• _Material shown_:
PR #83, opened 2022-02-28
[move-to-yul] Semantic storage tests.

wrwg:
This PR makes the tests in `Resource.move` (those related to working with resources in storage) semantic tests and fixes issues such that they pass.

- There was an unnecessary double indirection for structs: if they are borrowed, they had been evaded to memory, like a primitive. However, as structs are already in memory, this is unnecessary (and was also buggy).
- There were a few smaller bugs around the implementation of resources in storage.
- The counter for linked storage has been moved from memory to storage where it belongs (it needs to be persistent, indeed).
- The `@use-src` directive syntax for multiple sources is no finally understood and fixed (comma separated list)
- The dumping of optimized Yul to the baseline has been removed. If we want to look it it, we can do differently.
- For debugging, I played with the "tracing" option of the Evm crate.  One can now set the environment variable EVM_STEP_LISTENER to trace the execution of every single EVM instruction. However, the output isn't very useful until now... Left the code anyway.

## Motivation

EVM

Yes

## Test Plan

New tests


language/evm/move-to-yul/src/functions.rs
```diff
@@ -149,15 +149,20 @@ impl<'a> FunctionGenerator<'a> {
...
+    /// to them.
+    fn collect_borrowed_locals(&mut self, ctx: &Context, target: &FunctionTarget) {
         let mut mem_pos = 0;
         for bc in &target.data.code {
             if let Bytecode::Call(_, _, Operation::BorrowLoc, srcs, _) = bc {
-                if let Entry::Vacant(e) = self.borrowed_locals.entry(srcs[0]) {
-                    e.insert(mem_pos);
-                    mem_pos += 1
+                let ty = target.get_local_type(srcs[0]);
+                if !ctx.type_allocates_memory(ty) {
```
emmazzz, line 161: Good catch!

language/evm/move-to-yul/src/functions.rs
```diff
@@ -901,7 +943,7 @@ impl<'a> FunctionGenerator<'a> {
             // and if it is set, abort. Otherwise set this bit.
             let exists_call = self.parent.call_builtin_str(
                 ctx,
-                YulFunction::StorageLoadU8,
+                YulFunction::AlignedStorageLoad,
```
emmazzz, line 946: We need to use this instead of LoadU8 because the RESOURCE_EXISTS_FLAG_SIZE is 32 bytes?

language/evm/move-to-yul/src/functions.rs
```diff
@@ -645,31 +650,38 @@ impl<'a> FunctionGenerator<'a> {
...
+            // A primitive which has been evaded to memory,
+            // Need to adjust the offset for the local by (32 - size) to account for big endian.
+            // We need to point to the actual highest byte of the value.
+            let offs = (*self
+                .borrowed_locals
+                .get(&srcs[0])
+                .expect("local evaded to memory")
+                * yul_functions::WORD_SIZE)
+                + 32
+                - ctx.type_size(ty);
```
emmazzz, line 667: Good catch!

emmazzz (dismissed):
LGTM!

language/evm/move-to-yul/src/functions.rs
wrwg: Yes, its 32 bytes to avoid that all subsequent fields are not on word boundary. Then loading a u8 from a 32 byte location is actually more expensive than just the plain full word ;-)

...

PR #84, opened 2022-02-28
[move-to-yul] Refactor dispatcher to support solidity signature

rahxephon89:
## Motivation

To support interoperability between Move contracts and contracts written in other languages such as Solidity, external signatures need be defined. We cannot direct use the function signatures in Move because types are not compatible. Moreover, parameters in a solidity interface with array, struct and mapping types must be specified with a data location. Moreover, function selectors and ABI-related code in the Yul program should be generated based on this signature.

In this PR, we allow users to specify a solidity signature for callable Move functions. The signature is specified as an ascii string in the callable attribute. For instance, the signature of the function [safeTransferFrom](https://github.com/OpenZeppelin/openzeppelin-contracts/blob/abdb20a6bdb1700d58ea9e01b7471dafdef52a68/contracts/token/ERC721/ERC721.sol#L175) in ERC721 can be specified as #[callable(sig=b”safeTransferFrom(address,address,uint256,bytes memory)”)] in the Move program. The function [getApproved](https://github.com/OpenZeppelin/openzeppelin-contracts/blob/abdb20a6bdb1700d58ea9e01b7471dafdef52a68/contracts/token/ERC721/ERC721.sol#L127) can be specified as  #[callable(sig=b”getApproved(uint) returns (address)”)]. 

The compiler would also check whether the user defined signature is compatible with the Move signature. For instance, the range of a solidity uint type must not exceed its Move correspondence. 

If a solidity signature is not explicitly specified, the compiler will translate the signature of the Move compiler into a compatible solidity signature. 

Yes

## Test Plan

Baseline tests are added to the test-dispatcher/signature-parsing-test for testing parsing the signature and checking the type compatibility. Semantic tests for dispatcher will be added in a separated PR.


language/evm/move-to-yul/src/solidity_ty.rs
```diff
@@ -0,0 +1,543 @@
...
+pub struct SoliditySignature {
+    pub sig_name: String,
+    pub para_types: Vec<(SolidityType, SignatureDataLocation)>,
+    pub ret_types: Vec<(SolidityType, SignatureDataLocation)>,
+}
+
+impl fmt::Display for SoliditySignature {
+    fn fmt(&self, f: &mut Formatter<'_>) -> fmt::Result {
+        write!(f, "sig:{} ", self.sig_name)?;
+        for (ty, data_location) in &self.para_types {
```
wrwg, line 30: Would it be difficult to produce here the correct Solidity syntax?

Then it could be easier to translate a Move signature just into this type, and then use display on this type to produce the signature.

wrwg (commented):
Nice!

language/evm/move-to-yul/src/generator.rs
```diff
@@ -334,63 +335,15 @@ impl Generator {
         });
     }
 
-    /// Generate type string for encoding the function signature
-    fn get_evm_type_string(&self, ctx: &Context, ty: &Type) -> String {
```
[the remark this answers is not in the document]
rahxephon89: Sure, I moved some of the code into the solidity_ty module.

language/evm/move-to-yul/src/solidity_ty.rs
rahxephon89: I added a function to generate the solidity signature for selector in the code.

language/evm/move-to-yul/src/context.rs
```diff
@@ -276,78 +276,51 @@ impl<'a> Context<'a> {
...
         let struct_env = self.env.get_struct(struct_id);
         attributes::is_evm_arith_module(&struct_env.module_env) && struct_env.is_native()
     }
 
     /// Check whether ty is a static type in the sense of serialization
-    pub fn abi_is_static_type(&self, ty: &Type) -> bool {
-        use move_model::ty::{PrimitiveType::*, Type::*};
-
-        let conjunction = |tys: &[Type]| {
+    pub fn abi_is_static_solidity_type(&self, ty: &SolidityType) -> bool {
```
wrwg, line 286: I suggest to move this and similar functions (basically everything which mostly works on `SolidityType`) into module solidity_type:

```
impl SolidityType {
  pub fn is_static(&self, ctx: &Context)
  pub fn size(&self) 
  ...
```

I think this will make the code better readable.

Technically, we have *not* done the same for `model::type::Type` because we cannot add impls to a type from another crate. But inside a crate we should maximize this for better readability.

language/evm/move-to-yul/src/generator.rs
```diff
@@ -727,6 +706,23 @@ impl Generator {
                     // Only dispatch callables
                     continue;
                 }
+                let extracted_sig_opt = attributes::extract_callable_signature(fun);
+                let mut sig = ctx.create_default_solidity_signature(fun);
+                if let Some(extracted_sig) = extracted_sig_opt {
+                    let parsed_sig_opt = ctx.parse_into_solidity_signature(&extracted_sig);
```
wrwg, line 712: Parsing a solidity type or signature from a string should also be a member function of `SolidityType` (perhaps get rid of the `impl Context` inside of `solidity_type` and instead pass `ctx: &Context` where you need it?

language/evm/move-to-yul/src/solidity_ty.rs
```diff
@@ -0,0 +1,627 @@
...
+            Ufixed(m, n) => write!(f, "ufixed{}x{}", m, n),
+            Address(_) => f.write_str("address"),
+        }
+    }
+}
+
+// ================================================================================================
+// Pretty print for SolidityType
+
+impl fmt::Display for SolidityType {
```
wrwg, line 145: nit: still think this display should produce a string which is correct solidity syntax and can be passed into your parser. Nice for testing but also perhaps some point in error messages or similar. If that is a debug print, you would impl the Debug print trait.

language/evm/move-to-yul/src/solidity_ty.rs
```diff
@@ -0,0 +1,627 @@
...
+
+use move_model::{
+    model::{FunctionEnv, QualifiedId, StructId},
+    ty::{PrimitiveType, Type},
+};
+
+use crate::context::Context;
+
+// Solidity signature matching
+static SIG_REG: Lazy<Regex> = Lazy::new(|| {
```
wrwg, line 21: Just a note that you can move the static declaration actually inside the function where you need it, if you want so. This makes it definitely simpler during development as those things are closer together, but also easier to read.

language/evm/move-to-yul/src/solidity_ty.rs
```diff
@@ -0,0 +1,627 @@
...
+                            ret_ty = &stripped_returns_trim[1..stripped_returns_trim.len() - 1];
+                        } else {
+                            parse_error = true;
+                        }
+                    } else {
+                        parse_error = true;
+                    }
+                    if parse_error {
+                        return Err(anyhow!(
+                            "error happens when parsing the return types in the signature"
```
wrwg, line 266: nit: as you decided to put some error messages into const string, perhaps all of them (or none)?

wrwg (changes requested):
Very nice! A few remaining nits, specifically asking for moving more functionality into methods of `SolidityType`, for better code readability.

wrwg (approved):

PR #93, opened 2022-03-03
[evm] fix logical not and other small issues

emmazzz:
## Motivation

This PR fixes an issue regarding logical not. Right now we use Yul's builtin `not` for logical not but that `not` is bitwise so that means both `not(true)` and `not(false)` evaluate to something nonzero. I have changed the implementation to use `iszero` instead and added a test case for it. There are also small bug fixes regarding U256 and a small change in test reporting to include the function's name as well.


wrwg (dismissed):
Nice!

• _Required action_:
Scan the listing for the string "produce" and copy every line that carries it.

• _Completed task_:
wrwg, line 30: Would it be difficult to produce here the correct Solidity syntax?
Then it could be easier to translate a Move signature just into this type, and then use display on this type to produce the signature.
wrwg, line 145: nit: still think this display should produce a string which is correct solidity syntax and can be passed into your parser. Nice for testing but also perhaps some point in error messages or similar. If that is a debug print, you would impl the Debug print trait.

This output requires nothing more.